• **Work to complete**
Your task is to find every line in the records that holds the string "hard" and copy it.

• **Records**

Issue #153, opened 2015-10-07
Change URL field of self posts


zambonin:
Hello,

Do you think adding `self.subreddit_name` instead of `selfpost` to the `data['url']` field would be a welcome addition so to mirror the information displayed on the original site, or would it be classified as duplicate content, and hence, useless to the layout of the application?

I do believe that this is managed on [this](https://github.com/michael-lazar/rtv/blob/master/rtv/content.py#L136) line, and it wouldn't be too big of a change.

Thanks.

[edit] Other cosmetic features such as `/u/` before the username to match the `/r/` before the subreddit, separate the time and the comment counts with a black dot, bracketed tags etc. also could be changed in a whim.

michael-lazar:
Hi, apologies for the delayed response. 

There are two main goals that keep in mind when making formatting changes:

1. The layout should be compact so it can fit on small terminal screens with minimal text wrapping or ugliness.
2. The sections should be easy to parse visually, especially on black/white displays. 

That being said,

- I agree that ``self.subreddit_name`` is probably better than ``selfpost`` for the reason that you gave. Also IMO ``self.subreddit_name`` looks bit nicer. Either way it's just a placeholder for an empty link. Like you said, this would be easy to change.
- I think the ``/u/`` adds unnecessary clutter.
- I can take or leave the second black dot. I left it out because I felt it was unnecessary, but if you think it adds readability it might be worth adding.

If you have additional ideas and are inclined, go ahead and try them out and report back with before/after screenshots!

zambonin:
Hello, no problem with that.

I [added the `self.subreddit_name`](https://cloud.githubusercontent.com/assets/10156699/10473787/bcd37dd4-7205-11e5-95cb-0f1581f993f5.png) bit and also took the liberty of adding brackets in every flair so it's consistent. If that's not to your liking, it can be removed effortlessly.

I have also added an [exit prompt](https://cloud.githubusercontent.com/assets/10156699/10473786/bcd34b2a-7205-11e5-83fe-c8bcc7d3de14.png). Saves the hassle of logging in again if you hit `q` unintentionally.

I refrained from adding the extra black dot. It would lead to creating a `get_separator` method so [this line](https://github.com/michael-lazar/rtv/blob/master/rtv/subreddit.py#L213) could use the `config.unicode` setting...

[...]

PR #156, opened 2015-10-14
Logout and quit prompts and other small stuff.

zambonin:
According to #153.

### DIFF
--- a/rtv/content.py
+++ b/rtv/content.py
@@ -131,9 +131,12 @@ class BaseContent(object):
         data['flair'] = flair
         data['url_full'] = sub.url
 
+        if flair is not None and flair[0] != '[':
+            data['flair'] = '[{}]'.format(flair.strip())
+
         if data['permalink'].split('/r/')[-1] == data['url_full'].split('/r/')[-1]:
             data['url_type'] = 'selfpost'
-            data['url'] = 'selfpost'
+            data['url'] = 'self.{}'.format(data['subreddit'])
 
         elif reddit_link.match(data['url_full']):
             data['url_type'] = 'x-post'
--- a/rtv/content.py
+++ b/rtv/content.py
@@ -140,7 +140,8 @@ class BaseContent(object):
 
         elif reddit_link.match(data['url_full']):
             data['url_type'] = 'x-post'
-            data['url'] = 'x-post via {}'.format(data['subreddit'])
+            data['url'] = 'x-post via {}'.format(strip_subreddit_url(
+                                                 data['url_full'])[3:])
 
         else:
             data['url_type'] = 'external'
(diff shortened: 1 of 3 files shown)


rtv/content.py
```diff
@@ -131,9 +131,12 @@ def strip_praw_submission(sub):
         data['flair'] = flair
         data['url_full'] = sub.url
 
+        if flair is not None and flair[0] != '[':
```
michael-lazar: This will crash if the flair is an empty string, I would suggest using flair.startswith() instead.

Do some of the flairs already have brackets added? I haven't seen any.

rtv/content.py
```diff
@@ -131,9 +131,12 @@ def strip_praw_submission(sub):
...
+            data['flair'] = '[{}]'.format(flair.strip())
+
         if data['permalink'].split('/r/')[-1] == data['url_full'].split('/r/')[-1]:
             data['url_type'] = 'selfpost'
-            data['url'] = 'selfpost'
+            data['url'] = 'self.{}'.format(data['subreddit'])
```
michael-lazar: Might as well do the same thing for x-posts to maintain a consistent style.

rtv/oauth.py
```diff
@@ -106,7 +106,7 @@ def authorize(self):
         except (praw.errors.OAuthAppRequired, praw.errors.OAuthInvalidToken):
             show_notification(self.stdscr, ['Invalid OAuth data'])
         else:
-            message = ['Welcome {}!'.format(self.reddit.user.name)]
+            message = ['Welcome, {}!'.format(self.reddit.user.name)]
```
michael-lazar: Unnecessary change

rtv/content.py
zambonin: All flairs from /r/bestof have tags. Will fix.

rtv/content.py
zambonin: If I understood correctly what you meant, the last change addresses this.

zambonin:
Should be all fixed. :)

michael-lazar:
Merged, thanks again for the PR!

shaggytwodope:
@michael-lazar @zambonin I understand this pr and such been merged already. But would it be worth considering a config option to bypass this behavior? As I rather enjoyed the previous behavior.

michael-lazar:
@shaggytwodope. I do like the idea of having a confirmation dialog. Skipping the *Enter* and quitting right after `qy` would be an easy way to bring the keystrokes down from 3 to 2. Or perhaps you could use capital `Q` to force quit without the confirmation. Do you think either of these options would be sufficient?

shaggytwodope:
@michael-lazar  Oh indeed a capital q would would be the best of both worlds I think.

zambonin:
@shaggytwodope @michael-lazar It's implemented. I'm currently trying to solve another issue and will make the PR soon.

==

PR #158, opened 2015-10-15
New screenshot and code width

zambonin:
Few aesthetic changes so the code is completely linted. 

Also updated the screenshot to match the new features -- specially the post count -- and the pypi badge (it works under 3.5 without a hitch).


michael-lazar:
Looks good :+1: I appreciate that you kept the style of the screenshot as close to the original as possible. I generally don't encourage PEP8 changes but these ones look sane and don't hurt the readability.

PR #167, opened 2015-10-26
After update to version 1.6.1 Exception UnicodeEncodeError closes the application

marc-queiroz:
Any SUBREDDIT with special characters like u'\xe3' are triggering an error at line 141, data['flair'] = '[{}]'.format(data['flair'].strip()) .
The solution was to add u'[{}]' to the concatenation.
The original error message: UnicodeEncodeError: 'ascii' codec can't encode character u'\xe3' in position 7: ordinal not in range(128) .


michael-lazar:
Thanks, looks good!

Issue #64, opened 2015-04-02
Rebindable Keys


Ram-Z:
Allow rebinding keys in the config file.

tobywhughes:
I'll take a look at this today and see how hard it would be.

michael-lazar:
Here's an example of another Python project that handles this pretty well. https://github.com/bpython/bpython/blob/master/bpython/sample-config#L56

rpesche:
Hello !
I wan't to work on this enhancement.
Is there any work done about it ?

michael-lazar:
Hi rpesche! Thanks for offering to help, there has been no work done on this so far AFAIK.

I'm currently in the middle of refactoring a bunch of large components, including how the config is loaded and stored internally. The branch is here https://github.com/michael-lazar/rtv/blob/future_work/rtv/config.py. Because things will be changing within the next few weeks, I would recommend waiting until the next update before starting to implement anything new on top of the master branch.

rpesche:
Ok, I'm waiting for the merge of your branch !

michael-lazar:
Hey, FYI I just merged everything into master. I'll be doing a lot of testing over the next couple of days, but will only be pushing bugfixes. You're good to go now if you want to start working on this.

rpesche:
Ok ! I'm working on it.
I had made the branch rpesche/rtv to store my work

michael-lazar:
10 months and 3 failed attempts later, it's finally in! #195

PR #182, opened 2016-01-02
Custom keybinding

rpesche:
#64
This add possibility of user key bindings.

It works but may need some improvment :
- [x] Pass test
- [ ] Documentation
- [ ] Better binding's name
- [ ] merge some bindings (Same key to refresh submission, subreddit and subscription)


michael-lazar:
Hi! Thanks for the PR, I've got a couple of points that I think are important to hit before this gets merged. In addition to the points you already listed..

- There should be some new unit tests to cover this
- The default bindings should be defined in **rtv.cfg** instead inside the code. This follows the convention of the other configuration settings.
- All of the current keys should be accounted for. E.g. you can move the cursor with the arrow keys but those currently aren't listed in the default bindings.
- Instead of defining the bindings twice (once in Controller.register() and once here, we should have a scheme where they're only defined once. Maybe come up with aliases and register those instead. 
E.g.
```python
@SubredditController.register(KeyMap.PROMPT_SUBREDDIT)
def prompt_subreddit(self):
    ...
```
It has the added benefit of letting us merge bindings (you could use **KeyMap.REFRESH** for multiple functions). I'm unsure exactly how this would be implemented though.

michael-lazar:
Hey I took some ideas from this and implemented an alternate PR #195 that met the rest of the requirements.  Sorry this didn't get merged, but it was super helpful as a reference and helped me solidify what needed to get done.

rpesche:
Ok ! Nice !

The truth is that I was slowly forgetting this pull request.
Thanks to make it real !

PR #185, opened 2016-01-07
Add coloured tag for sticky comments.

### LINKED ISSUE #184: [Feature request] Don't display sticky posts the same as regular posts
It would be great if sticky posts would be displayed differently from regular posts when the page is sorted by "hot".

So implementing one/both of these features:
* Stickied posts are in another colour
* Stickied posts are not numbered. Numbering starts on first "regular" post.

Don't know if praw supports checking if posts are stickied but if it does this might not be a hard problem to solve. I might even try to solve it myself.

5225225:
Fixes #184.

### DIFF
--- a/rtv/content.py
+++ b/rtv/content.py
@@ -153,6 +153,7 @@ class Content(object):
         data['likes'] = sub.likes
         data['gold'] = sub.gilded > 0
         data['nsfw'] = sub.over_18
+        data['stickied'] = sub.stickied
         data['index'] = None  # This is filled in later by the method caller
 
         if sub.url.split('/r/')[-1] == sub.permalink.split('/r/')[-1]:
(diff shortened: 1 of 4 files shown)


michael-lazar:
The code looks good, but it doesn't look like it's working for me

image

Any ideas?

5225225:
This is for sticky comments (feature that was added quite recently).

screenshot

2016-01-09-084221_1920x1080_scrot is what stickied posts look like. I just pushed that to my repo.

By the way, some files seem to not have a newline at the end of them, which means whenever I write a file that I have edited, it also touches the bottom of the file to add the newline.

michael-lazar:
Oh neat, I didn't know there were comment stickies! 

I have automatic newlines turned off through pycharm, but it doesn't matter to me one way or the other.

--

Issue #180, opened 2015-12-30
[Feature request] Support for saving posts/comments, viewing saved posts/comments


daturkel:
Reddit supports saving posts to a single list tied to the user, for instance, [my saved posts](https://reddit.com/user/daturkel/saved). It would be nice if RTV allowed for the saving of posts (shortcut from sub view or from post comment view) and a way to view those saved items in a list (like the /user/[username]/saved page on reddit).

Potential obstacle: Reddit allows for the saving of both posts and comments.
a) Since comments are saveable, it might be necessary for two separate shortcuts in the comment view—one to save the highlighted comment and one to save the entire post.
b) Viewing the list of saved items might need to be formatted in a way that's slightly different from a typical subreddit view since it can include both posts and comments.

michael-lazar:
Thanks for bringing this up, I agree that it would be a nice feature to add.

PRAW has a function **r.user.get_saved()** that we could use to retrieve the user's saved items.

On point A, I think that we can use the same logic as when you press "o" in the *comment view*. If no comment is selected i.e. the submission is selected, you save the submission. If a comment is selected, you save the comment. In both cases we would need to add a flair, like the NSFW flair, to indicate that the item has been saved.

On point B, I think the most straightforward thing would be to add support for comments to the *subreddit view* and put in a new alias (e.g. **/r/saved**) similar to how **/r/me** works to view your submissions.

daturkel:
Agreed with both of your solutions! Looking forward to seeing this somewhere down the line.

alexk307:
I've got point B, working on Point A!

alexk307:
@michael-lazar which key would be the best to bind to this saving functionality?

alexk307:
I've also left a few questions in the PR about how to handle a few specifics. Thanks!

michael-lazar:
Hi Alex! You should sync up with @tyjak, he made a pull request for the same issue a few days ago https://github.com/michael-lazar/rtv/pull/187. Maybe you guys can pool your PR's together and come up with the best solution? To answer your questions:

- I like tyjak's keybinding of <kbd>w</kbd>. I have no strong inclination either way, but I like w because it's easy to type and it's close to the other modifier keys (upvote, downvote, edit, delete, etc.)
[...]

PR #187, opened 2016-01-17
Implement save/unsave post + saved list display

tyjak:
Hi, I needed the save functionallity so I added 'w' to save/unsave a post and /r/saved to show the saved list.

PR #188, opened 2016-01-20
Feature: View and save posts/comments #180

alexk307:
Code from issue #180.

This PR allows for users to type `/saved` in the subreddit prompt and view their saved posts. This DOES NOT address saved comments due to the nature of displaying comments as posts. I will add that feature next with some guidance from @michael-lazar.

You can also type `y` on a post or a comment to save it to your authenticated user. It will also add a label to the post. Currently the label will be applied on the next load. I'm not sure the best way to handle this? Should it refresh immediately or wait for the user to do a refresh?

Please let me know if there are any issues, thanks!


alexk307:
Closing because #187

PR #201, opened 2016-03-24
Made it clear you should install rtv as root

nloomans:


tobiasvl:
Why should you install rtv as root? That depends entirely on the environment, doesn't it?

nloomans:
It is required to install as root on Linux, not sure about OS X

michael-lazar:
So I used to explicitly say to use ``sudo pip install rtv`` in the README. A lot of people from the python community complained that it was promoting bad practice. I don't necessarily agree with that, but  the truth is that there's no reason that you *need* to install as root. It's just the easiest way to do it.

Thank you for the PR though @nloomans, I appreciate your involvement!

• **Result for this exercise**
I'll take a look at this today and see how hard it would be.
Don't know if praw supports checking if posts are stickied but if it does this might not be a hard problem to solve. I might even try to solve it myself.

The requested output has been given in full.